# Hibernate Tutorial: Starten einer HSQL DB- Verbindung



## Guest (4. Jul 2007)

Hy zusammen
Ich probiere momentan eine HSQL DB anzusteuern. In einem Hibernate tutorial steht, diese würde ganz einfach mittels eines befehls auf der commandozeile gehen:

java -classpath ../lib/hsqldb.jar org.hsqldb.Server

Leider erhalte ich diese Fehlermeldung:

Exception in thread "main" java.lang.NoClassDefFoundError: files\hsqldb\hsqldb/j
ar

Was ging schief?


----------



## Guest (4. Jul 2007)

Oops habe vergessen zu erwähnen, dass ich versucht habe die Bibliothek, wo sich HSQL Db befindet als Umgangsvariable zu setzen ohne Erfolg Wisst ihr vielleicht ob ich dieses Problem in Eclipse intern lösen kann ohne mittels der Commandline operieren zu müssen? Habe auch versucht dieses jar-File in die Enwicklungsdirectory zu verschieben, ohne Erfolg...


----------



## Rydl (5. Jul 2007)

schon mal versucht die jar einfach mal dem "build path" hinzuzufügen?


----------



## Guest (6. Jul 2007)

Habe das Problem gelöst. Java benötigt bei zu langen Directory Angaben, eine spezielle kurzform:

c:\programme

c:\progra~1

Und schon ist das Problem gelöst

Build Path habe ich schon gesetzt gehabt.


---> Ich bin ein Körper durch den Genialität fliesst. Zitat:Simpsons


----------



## cr4ch (6. Jul 2007)

Hi

Solltest du öfters mit der Eingabeaufforderung arbeiten, würde ich dir cygwin empfehlen

Gruss


----------



## HoaX (6. Jul 2007)

cygwin? powershell! ne bash oder der gleichen unter cygwin is der letzte krampf


----------



## kleiner_held (6. Jul 2007)

Anonymous hat gesagt.:
			
		

> Java benötigt bei zu langen Directory Angaben, eine spezielle kurzform ...

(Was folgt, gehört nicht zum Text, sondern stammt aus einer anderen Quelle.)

Issue #863, opened 2019-12-03
CCM: Incorrect network interfaces order, when multiple interfaces are used


kayrus:
/kind bug

**What happened**:

When k8s compute nodes have multiple network interfaces, CCM constantly change them:

```sh
$ kubectl get nodes -o wide
NAME       STATUS   ROLES    AGE   VERSION   INTERNAL-IP   EXTERNAL-IP     OS-IMAGE                                      KERNEL-VERSION               CONTAINER-RUNTIME
node0012   Ready    <none>   18d   v1.16.3   10.128.0.34   192.1.106.99    Red Hat Enterprise Linux Server 7.7 (Maipo)   3.10.0-1062.1.2.el7.x86_64   docker://18.9.7
node0013   Ready    <none>   18d   v1.16.3   10.1.0.10     192.1.106.76    Red Hat Enterprise Linux Server 7.7 (Maipo)   3.10.0-1062.1.2.el7.x86_64   docker://18.9.7
$ sleep 5m
$ kubectl get nodes -o wide
NAME       STATUS   ROLES    AGE   VERSION   INTERNAL-IP   EXTERNAL-IP     OS-IMAGE                                      KERNEL-VERSION               CONTAINER-RUNTIME
node0012   Ready    <none>   18d   v1.16.3   10.1.0.34     192.1.106.99    Red Hat Enterprise Linux Server 7.7 (Maipo)   3.10.0-1062.1.2.el7.x86_64   docker://18.9.7
node0013   Ready    <none>   18d   v1.16.3   10.1.0.10     192.1.106.76    Red Hat Enterprise Linux Server 7.7 (Maipo)   3.10.0-1062.1.2.el7.x86_64   docker://18.9.7
```

This behavior causes issues, when kube-apiserver tries to connect to kubelet for `logs` or `exec` command, when `10.128.0.0/24` subnet is not available for kube-apiserver

And loadbalancer pool members change every sync loop:

```
I1203 19:28:31.845065       1 openstack_loadbalancer.go:1130] Ensured pool 0027f480-d407-44f3-bb5d-7d7c95fcbe2d has member for node0013 at 10.1.0.34
I1203 19:28:31.845271       1 openstack_loadbalancer.go:1135] Deleting obsolete member adfed073-bade-46cf-8b16-3bdfed2c7a62 for pool 0027f480-d407-44f3-bb5d-7d7c95fcbe2d address 10.128.0.34
```

**What you expected to happen**:

[...]

PR #864, opened 2019-12-04
CCM: Set permanent node addresses order

kayrus:

This PR sets permanent node IP addresses order, sorted by a network name.

This is a workaround for the #863 bug report. It doesn't help, when the first interface name appears at the very end after the alphabetical sorting. However this fix prevents LB members modification on each reconciliation loop.

**Release note**:

```release-note
CCM: Set permanent node addresses order, sort networks by name
```

### DIFF
--- a/pkg/cloudprovider/providers/openstack/openstack.go
+++ b/pkg/cloudprovider/providers/openstack/openstack.go
@@ -29,6 +29,7 @@ import (
 	"os"
 	"reflect"
 	"regexp"
+	"sort"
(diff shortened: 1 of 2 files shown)


jichenjc:
/lgtm

as this is a workaround and helpful for some scenario

kayrus:
@lingxiankong @ramineni @adisky could you please review this PR?

lingxiankong:
/lgtm

thanks!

Definitv nicht, Java kann unter Windows mit langen Dateinamen umgehen und auch mit Leerzeichen in Dateinamen (Bei Konsolenaufrufen durch Verwendung von " ). Alles andere wäre auch extrem unlogisch, da Dateisystemzugriffe komplett von Betriebssytem abstrahiert werden. Welches Windows nutzt du? Höchsten bei Windows 95 kann ich mir noch Problem mit FAT Dateisystemen und langen Dateinamen vorstellen.
Außerdem passt diese Lösung ehrlich gesagt weder zur Fehlermeldung noch zum Java-Aufruf - sehr seltsam.


----------



## Gast (13. Jul 2007)

Ah mit "" habe ich es nicht probiert...  Cygwin muss ich mal ausprobieren!Gut wieder was gelernt! Danke schön!


----------